PR #392, opened 2020-03-12
Refactor Tile Download Worker to Download Pending Tiles in DB

scolsen:
This PR updates the Tile Download worker to check the DB for pending tiles -- rather than take a list of tiles to download from the context.﻿

This simplifies the worker--in the future, it should take an *area* as an argument, and only check for pending tiles that intersect the given area bounds. (It will currently check *all* pending tiles).

### DIFF
--- a/gnd/src/main/java/com/google/android/gnd/persistence/local/room/RoomLocalDataStore.java
+++ b/gnd/src/main/java/com/google/android/gnd/persistence/local/room/RoomLocalDataStore.java
@@ -441,8 +441,8 @@ public class RoomLocalDataStore implements LocalDataStore {
   @Override
   public Single<ImmutableList<Tile>> getPendingTiles() {
     return tileDao
-      .findByState(TileEntityState.PENDING.intValue())
-      .map(ts -> stream(ts).map(TileEntity::toTile).collect(toImmutableList()))
+        .findByState(TileEntityState.PENDING.intValue())
+        .map(ts -> stream(ts).map(TileEntity::toTile).collect(toImmutableList()))
         .subscribeOn(schedulers.io());
   }
 }
--- a/gnd/src/main/java/com/google/android/gnd/persistence/local/room/RoomLocalDataStore.java
+++ b/gnd/src/main/java/com/google/android/gnd/persistence/local/room/RoomLocalDataStore.java
@@ -440,8 +440,6 @@ public class RoomLocalDataStore implements LocalDataStore {
 
   @Override
   public Single<ImmutableList<Tile>> getPendingTiles() {
-    // TODO: Only retrieve tiles for a given area.
-    // This currently retrieves all pending tiles in the DB.
     return tileDao
       .findByState(TileEntityState.PENDING.intValue())
       .map(ts -> stream(ts).map(TileEntity::toTile).collect(toImmutableList()))
--- a/gnd/src/main/java/com/google/android/gnd/persistence/local/room/RoomLocalDataStore.java
+++ b/gnd/src/main/java/com/google/android/gnd/persistence/local/room/RoomLocalDataStore.java
@@ -28,7 +28,6 @@ import com.google.android.gnd.model.Mutation;
 import com.google.android.gnd.model.Project;
 import com.google.android.gnd.model.User;
 import com.google.android.gnd.model.basemap.tile.Tile;
-import com.google.android.gnd.model.basemap.tile.Tile.State;
 import com.google.android.gnd.model.feature.Feature;
 import com.google.android.gnd.model.feature.FeatureMutation;
 import com.google.android.gnd.model.form.Element;
@@ -444,13 +443,8 @@ public class RoomLocalDataStore implements LocalDataStore {
     // TODO: Only retrieve tiles for a given area.
     // This currently retrieves all pending tiles in the DB.
     return tileDao
-        .findAll()
-        .map(
-            ts ->
-                stream(ts)
-                    .map(TileEntity::toTile)
-                    .filter(t -> t.getState() == State.PENDING)
-                    .collect(toImmutableList()))
+      .findByState(TileEntityState.PENDING.intValue())
+      .map(ts -> stream(ts).map(TileEntity::toTile).collect(toImmutableList()))
         .subscribeOn(schedulers.io());
   }
 }
--- a/gnd/src/main/java/com/google/android/gnd/persistence/local/room/RoomLocalDataStore.java
+++ b/gnd/src/main/java/com/google/android/gnd/persistence/local/room/RoomLocalDataStore.java
@@ -28,6 +28,7 @@ import com.google.android.gnd.model.Mutation;
 import com.google.android.gnd.model.Project;
 import com.google.android.gnd.model.User;
 import com.google.android.gnd.model.basemap.tile.Tile;
+import com.google.android.gnd.model.basemap.tile.Tile.State;
 import com.google.android.gnd.model.feature.Feature;
 import com.google.android.gnd.model.feature.FeatureMutation;
 import com.google.android.gnd.model.form.Element;
@@ -230,6 +231,7 @@ public class RoomLocalDataStore implements LocalDataStore {
     return tileDao
         .findAll()
         .map(list -> stream(list).map(TileEntity::toTile).collect(toImmutableSet()))
+        .toFlowable()
         .subscribeOn(schedulers.io());
   }
 
@@ -435,5 +437,20 @@ public class RoomLocalDataStore implements LocalDataStore {
   @Override
   public Maybe<Tile> getTile(String tileId) {
     return tileDao.findById(tileId).map(TileEntity::toTile).subscribeOn(schedulers.io());
+  }
+
+  @Override
+  public Single<ImmutableList<Tile>> getPendingTiles() {
+    // TODO: Only retrieve tiles for a given area.
+    // This currently retrieves all pending tiles in the DB.
+    return tileDao
+        .findAll()
+        .map(
+            ts ->
+                stream(ts)
+                    .map(TileEntity::toTile)
+                    .filter(t -> t.getState() == State.PENDING)
+                    .collect(toImmutableList()))
+        .subscribeOn(schedulers.io());
   }
 }
--- a/gnd/src/main/java/com/google/android/gnd/workers/TileDownloadWorker.java
+++ b/gnd/src/main/java/com/google/android/gnd/workers/TileDownloadWorker.java
@@ -17,7 +17,6 @@
 package com.google.android.gnd.workers;
 
 import android.content.Context;
-import android.util.Log;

....

Locate all lines in the listing above with the word "collect" and copy them.

-      .map(ts -> stream(ts).map(TileEntity::toTile).collect(toImmutableList()))
+        .map(ts -> stream(ts).map(TileEntity::toTile).collect(toImmutableList()))
       .map(ts -> stream(ts).map(TileEntity::toTile).collect(toImmutableList()))
-                    .collect(toImmutableList()))
+      .map(ts -> stream(ts).map(TileEntity::toTile).collect(toImmutableList()))
         .map(list -> stream(list).map(TileEntity::toTile).collect(toImmutableSet()))
+                    .collect(toImmutableList()))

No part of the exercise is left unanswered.